Acute telomere deprotection prevents ongoing BFB cycles and rampant instability in p16 INK4a -deficient epithelial cells

// Aina Bernal 1 , Marc Molto-Abad 1, 2 , Daniel Dominguez 1 and Laura Tusell 1 1 Unitat de Biologia Cel·lular, Facultat de Biociencies, Universitat Autonoma de Barcelona, 08193 Cerdanyola del Valles, Spain 2 Current address: Unitat de Malalties Minoritaries, Hospital Universitari de la Vall d’Hebron, 08035 Barcelona, Spain Correspondence to: Laura Tusell, email: laura.tusell@uab.cat Keywords: MCF-10A; breast epithelial cells; chromosome instability; telomere-dysfunction; TRF2 ΔBΔM Received: June 28, 2017     Accepted: May 13, 2018     Published: June 05, 2018 ABSTRACT Telomere dysfunction drives chromosome instability through endless breakage-fusion-bridge (BFB) cycles that promote the formation of highly rearranged genomes. However, reactivation of telomerase or ALT-pathway is required for genome stabilisation and full malignant transformation. To allow the unrestricted proliferation of cells at risk of transformation, we have established a conditional system of telomere deprotection in p16 INK4a -deficient MCF-10A cells with modified checkpoints. After sustained expression of a dominant negative form of the shelterin protein TRF2 (TRF2 ΔBΔM ), cells with telomere fusion did progress to anaphase but no signs of ongoing BFB cycles were observed, thus anticipating proliferation defects.

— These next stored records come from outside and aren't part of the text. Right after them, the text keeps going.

Issue #9728, opened 2018-12-19
Bubble Chart StyledMode incorrectly handles Negative z values


DannyLingard:
#### Expected behaviour
As with styledMode = false

#### Actual behaviour
.highchart-negative class added only to points based on y value instead of z. Have tested setting relevant displayNegative, negativeColor and zThreshold at both the series{} and bubble{} within plotOptions.

#### Live demo with steps to reproduce
http://jsfiddle.net/9b328kv0/1/

#### Product version
Highcharts v7.0.0

#### Affected browser(s)
Chrome

TorsteinHonsi:
Thanks for reporting! 

Demo with the fix applied: http://jsfiddle.net/highcharts/5nthykuo/

PR #19030, opened 2023-05-22
bugfix/19028-columns-point-negative

### LINKED ISSUE #19028: Border radius of columns applies to the top for negative values when `series.column.zoneAxis = 'x'`
#### Actual behaviour
Changing the `series.column.zoneAxis` property to `x` makes the `series.column.borderRadius` not apply correctly for the columns of negative value.

**Demo:** https://jsfiddle.net/BlackLabel/edqbfunh/
1. Open the demo
2. See how the border radius is applied
3. Comment the `zoneAxis: 'x'` line

#### Product version
Highcharts 11

#### Affected browser(s)
All?

hubertkozik:
Fixed #19028, border radius was wrongly applied for negative column points when the `zoneAxis` option was `x`.

### DIFF
--- a/ts/Series/Bubble/BubbleSeries.ts
+++ b/ts/Series/Bubble/BubbleSeries.ts
@@ -727,8 +727,11 @@ class BubbleSeries extends ScatterSeries {
     }
 
     public translateBubble(): void {
-        const { data, radii } = this;
-        const { minPxSize } = this.getPxExtremes();
+        const { data, radii } = this,
+            { minPxSize } = this.getPxExtremes(),
+            options = this.options,
+            threshold = options.threshold,
+            zoneAxis = this.zoneAxis || 'y';
 
         // Set the shape type and arguments to be picked up in drawPoints
         let i = data.length;
@@ -736,6 +739,13 @@ class BubbleSeries extends ScatterSeries {
         while (i--) {
             const point = data[i];
             const radius = radii ? radii[i] : 0; // #1737
+
+            // Negative points means negative z values (#9728)
+            point.negative = (point as any)[zoneAxis] < (
+                (options as any)[zoneAxis + 'Threshold'] ||
+                threshold ||
+                0
+            );
 
             if (isNumber(radius) && radius >= minPxSize / 2) {
                 // Shape arguments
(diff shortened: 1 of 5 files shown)


ts/Series/Column/ColumnSeries.ts
```diff
@@ -535,6 +535,9 @@ class ColumnSeries extends Series {
                 barX = plotX + seriesXOffset,
                 barW = seriesBarW;
 
+            point.negative = defined(point.y) &&
+                point.y < (series.options.threshold || 0);
```
TorsteinHonsi, line 539: I think instead we should try to understand why `negative` was wrong in the first place. Consider this:

https://github.com/highcharts/highcharts/blob/9ff918be0104d77d0b1981e11e0daaa2c4c89ecd/ts/Core/Series/Series.ts#L2320-L2326

Judging by the comment, we added the `zoneAxis` stuff because we wanted bubbles to be negative when z was negative. As a side effect, it breaks when `zoneAxis` is `x`. It looks like we didn't think of that. There is no `options.xThreshold` property. So I think we should just rewrite the fix for #9728. Maybe check spesificly for `zoneAxis: 'z'`, or better still, move that part out to the Bubble series. It has a `translateBubble` function where we can set `negative`.

ts/Series/Bubble/BubbleSeries.ts
```diff
@@ -737,6 +740,13 @@ class BubbleSeries extends ScatterSeries {
             const point = data[i];
             const radius = radii ? radii[i] : 0; // #1737
 
+            // Negative points means negative z values (#9728)
+            point.negative = (point as any)[zoneAxis] < (
+                (options as any)[zoneAxis + 'Threshold'] ||
+                threshold ||
+                0
+            );
```
TorsteinHonsi, line 748: Can we take this opportunity to do this block typesafe? We learned that the zone axis check is only for the case of `z`, not for `x`. Besides, we already have `point.negative` computed for zoneAxis = 'y'. So I believe we can do something like this:

```ts
if (zoneAxis === 'z') {
    point.negative = (point.z || 0) < (options.zThreshold || 0);
}
```

TorsteinHonsi (changes requested):

ts/Series/Bubble/BubbleSeries.ts
hubertkozik: Ahh, ok! I didn't get it the first time. Will change it - thank you!

TorsteinHonsi (approved):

Indeed, 96 h TRF2 ΔBΔM expression resulted in noticeable growth proliferation defects in the absence of cell cycle disturbances. Further transient periods of 96 h telomere uncapping did not result in cell cycle disturbances either. And reduction of the telomere damage to short acute deprotection periods did not in any case engender cells with a reorganised karyotype. Strikingly, the growth arrest imposed in cells showing dysfunctional telomeres was not accompanied by an activation of the DNA damage response at cellular level, or by the presence of visible markers of senescence or apoptosis. We propose that the deprotection of many telomeres simultaneously, even for a short time, results in a local activation of the cellular stress response which consequently triggers gradual cell withdrawal from cell cycle, restraining the onset of genomic instability.